Let \$\sigma(n)\$ represent the divisor sum of \$n\$ and \$\sigma^m(n)\$ represent the repeated application of the divisor function \$m\$ times.
Perfect numbers are numbers whose divisor sum equals their double or \$\sigma(n) = 2n\$. For example, \$\sigma(6) = 12 = 2\times6\$
Superperfect numbers are numbers whose twice iterated divisor sum equals their double. For example, \$\sigma^2(16) = \sigma(\sigma(16)) = \sigma(31) = 32 = 2\times16\$
\$m\$-superperfect numbers are numbers such that \$\sigma^m(n) = 2n\$ for \$m \ge 1\$. For \$m \ge 3\$, there are no such numbers.
\$(m,k)\$-perfect numbers are numbers such that \$\sigma^m(n) = kn\$. For example, \$\sigma^3(12) = 120 = 12\times10\$, so \$12\$ is a \$(3,10)\$-perfect number.
You are to choose one of the following three tasks to do:
- Take three positive integers \$n, m, k\$ and output the \$n\$th \$(m,k)\$-perfect number (0 or 1 indexed, your choice)

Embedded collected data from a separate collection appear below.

PR #3748, opened 2026-08-10
QVAC-19792 infra: consolidate 3 plain-shape library publish workflows into a shared reusable

sidj-thr:

- Three library packages each carry their own `trigger-reusable-*.yml` publish workflow with an identical shape: detect the push, resolve publish flags, guard release branches, publish to GPR, publish to npm, tag. Near-identical files drifting independently.
- A `release-<pkg>-x.y.z` branch could publish a **sibling** library. The per-package workflows trigger on their own paths, but nothing asserted that the package being published is the one the release branch names, so a commit touching two libs on one release line published both.

## 📝 How does it solve it?

`trigger-reusable-lib.yml` replaces them with one matrix-driven workflow: `detect` → `publish-logic` → `release-merge-guard` → `publish-gpr` → `publish-release-npm` → `create-tag`, each publish job fanning out over the packages the push actually touched.

**Scope is the packages with no build step.** Verified against `package.json` on `main` rather than inferred from the workflow shape: `diagnostics`, `langdetect-text` and `qvac-ci` declare no `build`, `prepare` or `prepublishOnly` script, so `npm publish` ships the committed sources as-is and the generic path is correct for them.

**`dl-base`, `dl-filesystem` and `dl-hyperdrive` are deprecated on npm and are not consolidated.** Their workflows are deleted rather than folded in, so nothing publishes them. Their npm trusted publishers are left naming the deleted files, which blocks publishing from that side too.

**error, logging and rag are deliberately excluded** and keep their own workflows. `main` #4055 gave each a `prepare` → `tsc -p tsconfig.build.json` build and a dedicated prebuilt-dist pipeline: a `build` job compiles `dist` once, uploads it, and every publish job downloads it and publishes with `NPM_CONFIG_IGNORE_SCRIPTS=true`. That commit exists because the generic path ran the build during `npm publish` in a job with no `node_modules`, so `tsc` failed and the publish broke. Folding them back into a workflow with no build job would delete that fix. `test-suite` is new on `main` and also has a build step, so it stays out for the same reason, as do `cli`, `inference`, `infer-base` and the plugin packages.

**Release-branch identity gate.** `detect` now parses `release-<pkg>-<x.y.z>`, fails closed on a malformed name or a package directory that does not exist, and refuses to proceed unless the resolved package set is exactly `[<pkg>]`. No package reaches `npm publish` on a release line it does not own. This closes the sibling-publish gap above and is the one behaviour change rather than a consolidation.

**Dorny base is `github.ref_name`, not the default branch,** so the filter diffs the push delta. Against `main` a diverged `feature-*` or `tmp-*` branch matches every library and over-publishes.

**One GPR job instead of three.** `gpr_tag` from `npm-publish-logic` already resolves to `dev`/`feature`/`temp` per branch, so the three near-identical GPR jobs in each original file collapse into one. `name-suffix: "-mono"` is preserved, matching the originals.

`create-tag` passes `repo_name: ${{ matrix.package }}`. All three map identity, so the `error` → `error-base` special case that existed while error was in scope is gone.

**`qvac-ci` keeps its lint-and-test gate.** It is the only one of the three with a pre-publish check on `main`: a `lint-and-test` job running `npm install`, `npm run lint` and `npm test`, listed in the `needs` of all four of its publish jobs. That job is carried over here, gated on `qvac-ci` being in the selected package set, and both publish paths depend on it. The other two have no pre-publish check on `main` and gain none, so this stays a consolidation rather than a policy change.

Both publish jobs also require `needs.detect.result == 'success'`. They lead with `always()`, so without it a failed `detect`, including the deliberate release-branch identity gate, still evaluates their condition true and then dies expanding `fromJSON('')`. The rejection would read as two opaque errors under the real one.

Both publish paths test `needs.lint-and-test.result` rather than calling `success()`, because the job is skipped on every run that does not include `qvac-ci`, and a skipped dependency would otherwise skip the publish. `release-merge-guard` already uses that shape in this file for the same reason.

## 🧪 How was it tested?

- **Publish parity on a `tmp-` branch.** dl-base published by this workflow (https://github.com/tetherto/qvac/actions/runs/34571391292) and by the `trigger-reusable-lib-dl-base.yml` it replaces (https://github.com/tetherto/qvac/actions/runs/34571313662), both cut from the same commit with only a file npm excludes from the tarball. Identical 6 files, identical per-file sizes, identical 15.4 kB unpacked; only the shasum differs, since the version string sits inside `package.json`.
- **Sibling isolation under a qvac-ci lint failure** → https://github.com/tetherto/qvac/actions/runs/34849113638. One push touching `packages/qvac-ci/**` with a deliberate `standard` violation and `packages/dl-base/**`. `lint-and-test` failed, `publish-gpr (qvac-ci)` failed at `Enforce qvac-ci lint gate` with `qvac-ci lint-and-test was failure; refusing to publish qvac-ci.` and its publish step skipped, while `publish-gpr (dl-base)` published normally. Before the per-leg gate, the job-level result suppressed every leg in the matrix.
- Both runs above predate the scope change and use `dl-base` as the subject. `dl-base` is now excluded, so they demonstrate the generic path and the per-leg gate rather than covering a package this PR still consolidates. The mechanism is identical for the three that remain.
- `actionlint -shellcheck=` clean on `trigger-reusable-lib.yml`, with zero findings attributed to it.
- Repo-wide `actionlint` drops from **49** findings on `origin/main` at `7cefdbc28` to **34**. The delta is exactly the 15 findings that live in the six deleted files, counted directly on `main`, so this PR clears them and introduces none. Most are `trigger-reusable-diagnostics.yml` passing an `npm-token` input that `publish-library-to-gpr` does not declare; the consolidated workflow does not carry that call.
- Policy suites in `.github/scripts/test/` pass: `ci-trust-policy` 73/73, `prebuild-status` 19/19, `publish-gate-policy` 5/5, `publish-gpr-skip-policy` 33/33, `runner-names` 13/13, `docs-website-health-check` 14/14, `mobile-prebuild-registry` 89/89.
- The deleted workflows are push-triggered leaves with no `uses:` reference from any other workflow, so nothing dangles.
- `name-suffix: "-mono"` and `repo_name` values cross-checked one by one against the originals on `main`.
- Job shapes diffed per package against the originals: all share `release-merge-guard` → `publish-logic` → three GPR jobs → `publish-release-npm` via `public-reusable-npm.yml` → `create-tag`, and `qvac-ci` alone adds `lint-and-test`. That job is the only per-package difference, and it is carried over.
- `npm run lint` run locally against the packages in scope: all pass.

## 🔐 Action pinning

- `tetherto/qvac-actions/npm-publish-logic`: `bbb0740e2a16b94371c7439e0e06945c5b68e759 # 0.3.0` → `096b1cfbd1d95399ae64d37f55cc16fd7a43314e # 0.4.0`. All 17 uses on `main` are 0.4.0, including the workflows this file replaces, so consolidating at 0.3.0 would have moved these packages backwards onto publish semantics nothing else in the repo uses. 0.4.0 makes an already-published version a graceful skip with an empty `npm_published_version`, and `create-tag` already guards on that being non-empty.

No other third-party actions are introduced. The workflow reuses the repo-standard pins already in use elsewhere: `actions/checkout@de0fac2e… # 6.0.2` and `dorny/paths-filter@fbd0ab8f… # 4.0.1`.

## 🛡️ Permissions changes

- Scope: top-level
  - After: `contents: read`
  - Justification: least privilege by default; every write is granted per job below.
- Scope: job `publish-gpr`
  - After: `contents: read`, `packages: write`
  - Justification: writes the GPR package. Same grant the three GPR jobs in each original file held, now in one place.
- Scope: job `publish-release-npm`
  - After: `contents: write`, `packages: write`, `id-token: write`
  - Justification: unchanged from the originals. npm provenance needs `id-token: write`, and the reusable tags the release.
- Scope: job `create-tag`
  - After: `contents: write`
  - Justification: pushes the version tag.

---

Ticket: [QVAC-19792 (NX-Adoption)](https://app.asana.com/1/45238840754660/project/1214153063536860/task/1215287060377635)
Independent of the nx stack (`#3543` → `#3903` → `#3829` → `#3976`); this branches off `main` directly and can merge in either order.


GSServita (dismissed):

.github/workflows/trigger-reusable-lib.yml
```diff
@@ -0,0 +1,236 @@
...
+  # per branch, so one job replaces the former three.
+  publish-gpr:
+    needs:
+      - detect
+      - publish-logic
+      - lint-and-test
+    # skipped when qvac-ci is not in the run, so test the result rather than success()
+    if: >-
+      always() &&
+      needs.lint-and-test.result != 'failure' &&
```
Proletter: A push that touches `qvac-ci` and another lib puts both in one matrix. If `lint-and-test` fails, this `if:` suppresses the whole matrix — including packages that never depended on qvac-ci before.

Previously each lib had its own workflow, so a qvac-ci lint failure could not block `dl-base` / friends.

**Repro:** push a commit that changes `packages/qvac-ci/**` and `packages/dl-base/**` with a deliberate lint break in qvac-ci → expect dl-base GPR publish to be skipped.

**Fix options:**
- split qvac-ci lint into a gate that only the qvac-ci matrix leg needs, or
- make `lint-and-test` a required `needs` only when `matrix.package == 'qvac-ci'` (per-leg step check), keeping sibling publishes independent.

.github/workflows/trigger-reusable-lib.yml
```diff
@@ -0,0 +1,236 @@
...
+        type: choice
+        options:
+          - dl-base
+          - dl-filesystem
+          - dl-hyperdrive
+          - diagnostics
+          - langdetect-text
+          - qvac-ci
+
+permissions:
```
Proletter, line 31: Per `.cursor/rules/devops/github-actions.mdc` § Concurrency: state-mutating publish workflows should declare a concurrency group with `cancel-in-progress: false` so two rapid pushes cannot race GPR/npm publishes of the same package.

```yaml
concurrency:
  cancel-in-progress: false
```

`on-merge-nx.yml` in the sibling stack already uses this shape.

.github/workflows/trigger-reusable-lib.yml
```diff
@@ -0,0 +1,236 @@
...
+      - name: Lint
+        working-directory: ${{ env.WORKDIR }}
+        run: npm run lint
+      - name: Unit tests
+        working-directory: ${{ env.WORKDIR }}
+        run: npm test
+
+  # Single GPR publish for main/feature/tmp; gpr_tag resolves to dev/feature/temp
+  # per branch, so one job replaces the former three.
+  publish-gpr:
```
Proletter, line 162: Per `.cursor/rules/devops/github-actions.mdc` § Hardened runners: credentialed / publish jobs (this one writes packages; `publish-release-npm` also has `id-token: write`) should run `step-security/harden-runner` as the first step.

Likely inherited from the six deleted originals — still worth fixing on the consolidated carrier so every lib publish path gets it once.

```yaml
- uses: step-security/harden-runner@<sha> # v2.x
  with:
    egress-policy: audit
```

.github/workflows/trigger-reusable-lib.yml
sidj-thr: Fixed in `87473cb38`, your second option.

Root cause is that a job-level `if:` is evaluated once for the whole matrix, so `needs.lint-and-test.result` on `publish-gpr` suppressed every leg rather than just qvac-ci's. The gate is now a step inside the qvac-ci leg, keyed on `matrix.package == 'qvac-ci'`. `matrix` is available in a step `if:` even though it is not available at job level, which is what makes the per-leg form possible. qvac-ci still cannot publish on a lint failure, and the other five publish independently.

`publish-release-npm` keeps the job-level gate deliberately: it is a `uses:` job with no steps, so a step guard is not possible there, and `detect`'s identity gate forces a `release-*` run to exactly one package, so it can never reach a sibling. Added a comment there so it does not read as an oversight.

.github/workflows/trigger-reusable-lib.yml
sidj-thr: Added in `87473cb38`, the same shape as `on-merge-nx`: `group: ${{ github.workflow }}-${{ github.ref }}` with `cancel-in-progress: false`, so two rapid pushes queue instead of racing a publish of the same package and a half-run publish is never cancelled mid-flight.

Worth noting none of the six workflows this file replaces had a concurrency group, so this is new protection rather than restored parity.

.github/workflows/trigger-reusable-lib.yml
sidj-thr: This was decided against in `b16d1a19a` (QVAC-23084, #3888, 2026-08-19), which removed `step-security/harden-runner` from every workflow in this repo and deleted the "Hardened runners" and "Egress hardening" sections from `github-actions.mdc` and `secrets-and-credentials.mdc`, on the grounds that Tether has no contractual relationship with StepSecurity and the product has not been security-assessed. That commit also dropped the A7 check from the `qv-devops-pr-review` skill, renumbered the remaining checks to A1 to A14, and removed the assertions from `ci-trust-policy.test.mjs`.

It is currently used by zero workflows in qvac, including `publish-sdk.yml`, `publish-registry-server.yml` and the nine `trigger-reusable-lib-*` workflows this PR does not touch. Adding it to `publish-gpr` and `publish-release-npm` here would reintroduce the action QVAC-23084 removed, and would leave the consolidated carrier inconsistent with the nine library publish paths that remain per-package.

The rule text looks like it came from a stale copy: the `qvac-internal` copy of `github-actions.mdc` still carries the section, but this repo's copy does not. Worth syncing so the review skill stops flagging it.

GSServita (dismissed):

GSServita (dismissed):

Proletter (dismissed):

Proletter (approved):

GSServita (approved):

khateeb15 (approved):

khateeb15 (approved):

khateeb15 (approved):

- Take three positive integers \$n, m, k\$ and output the first \$n\$ \$(m,k)\$-perfect numbers
- Take two positive integers \$m, k\$ and output all \$(m,k)\$-perfect numbers
You may assume that the inputs will never represent an impossible sequence (e.g. \$m = 5, k = 2\$) and that the sequences are all infinite in length. You may take input in any convenient method.
Note that methods that count up starting from either \$m\$ or \$k\$ are not valid, as they fail for \$(4,4)\$-perfect numbers, the smallest of which is \$2\$ (credit to Carl Schildkraut for finding this)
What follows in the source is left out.